Neutral Theory of Molecular Evolution - Overview

Overview

While some scientists, such as Sueoka (1962), had hinted that perhaps neutral mutations were widespread, a coherent theory of neutral evolution was first formalized by Motoo Kimura in 1968, followed by a 1969 article by Jack L. King and Thomas H. Jukes, "Non-Darwinian Evolution".

Kimura posited that when one compares the genomes of existing species, the vast majority of molecular differences are selectively "neutral", i.e. the molecular changes represented by these differences do not influence the fitness of the individual organism. As a result, the theory regards these genomic features as neither subject to, nor explicable by, natural selection. This view is based in part on the degenerate genetic code, in which sequences of three nucleotides (codons) may differ and yet encode the same amino acid (GCC and GCA both encode alanine, for example). Consequently, many potential single-nucleotide changes are in effect "silent" or "unexpressed" (see synonymous or silent substitution). Such changes are presumed to have little or no biological effect. However, it should be noted that the original theory was based on the consistency in rates of amino acid changes, and hypothesized that the majority of those changes were also neutral.

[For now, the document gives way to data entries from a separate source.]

PR #183, opened 2021-05-10
Remove content-length for notModified responses

natebosch:
It is an error to include a non-zero content-length when there is no
body. In some places, especially those where we are implementing a
proxy, we were previously relying on behavior in shelf which would zero
out the content length when there is no body. After allowing a content
length without a body for `HEAD` requests we lost the safety for other
request types.

The errors that have surfaced since published are related to
`Response.notModified` which should never have a `content-length`, so
handling it there should retain most of the safety we had before. There
is still the possibility for problems in other response types which will
need to be handled at the usage site.

### DIFF
--- a/CHANGELOG.md
+++ b/CHANGELOG.md
@@ -1,4 +1,9 @@
-## 1.1.3-dev
+## 1.1.3
+
+* Automatically remove `content-length` header from a `Response.notModified`.
+  Restores some of the safety around malformed requests that was removed in
+  `1.1.2` where we started allowing `content-length` for some responses without
+  bodies.
 
 ## 1.1.2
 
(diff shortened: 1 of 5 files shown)


grouma (approved):

kevmoo:
Nit: it's totally fine for a 304 to include a `content-length` – as long as it matches what WOULD be sent

natebosch:
> Nit: it's totally fine for a 304 to include a `content-length` – as long as it matches what WOULD be sent

Is that a bug in `dart:io` in that case?

kevmoo:
That's what I'm thinking!

Or the code implemented in google3

kevmoo:
GREAT CATCH!

PR #196, opened 2021-07-01
Added `MiddlewareExtensions` which provides `addMiddleware` and `addHandler`

kevmoo:
...to `Middleware` instances.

A second hypothesis of the neutral theory is that most evolutionary change is the result of genetic drift acting on neutral alleles. A new allele arises typically through the spontaneous mutation of a single nucleotide within the sequence of a gene. In single-celled organisms, such an event immediately contributes a new allele to the population, and this allele is subject to drift. In sexually reproducing multicellular organisms, the nucleotide substitution must arise within one of the many sex cells that an individual carries. Then only if that sex cell participates in the genesis of an embryo does the mutation contribute a new allele to the population. Neutral substitutions create new neutral alleles.

Through drift, these new alleles may become more common within the population. They may subsequently be lost, or in rare cases they may become fixed, meaning that the new allele becomes standard in the population.

According to the mathematics of drift, when comparing divergent populations, most of the single-nucleotide differences can be assumed to have accumulated at the same rate as individuals with mutations are born. This latter rate, it has been argued, is predictable from the error rate of the enzymes that carry out DNA replication; these enzymes have been well studied and are highly conserved across all species. Thus the neutral theory provides a rationale for the molecular clock, although the discovery of a molecular clock predates neutral theory. The observed overdispersion of the molecular clock is not predicted by or compatible with neutral theory.

Many molecular biologists and population geneticists also contributed to the development of the neutral theory, which may be viewed as an offshoot of the modern evolutionary synthesis.

Neutral theory does not contradict natural selection, nor does it deny that selection occurs. Hughes writes: "Evolutionary biologists typically distinguish two main types of natural selection: purifying selection, which acts to eliminate deleterious mutations; and positive (Darwinian) selection, which favors advantageous mutations. Positive selection can, in turn, be further subdivided into directional selection, which tends toward fixation of an advantageous allele, and balancing selection, which maintains a polymorphism. The neutral theory of molecular evolution predicts that purifying selection is ubiquitous, but that both forms of positive selection are rare, whereas not denying the importance of positive selection in the origin of adaptations." In another essay, Hughes writes: "Purifying selection is the norm in the evolution of protein coding genes. Positive selection is a relative rarity — but of great interest, precisely because it represents a departure from the norm."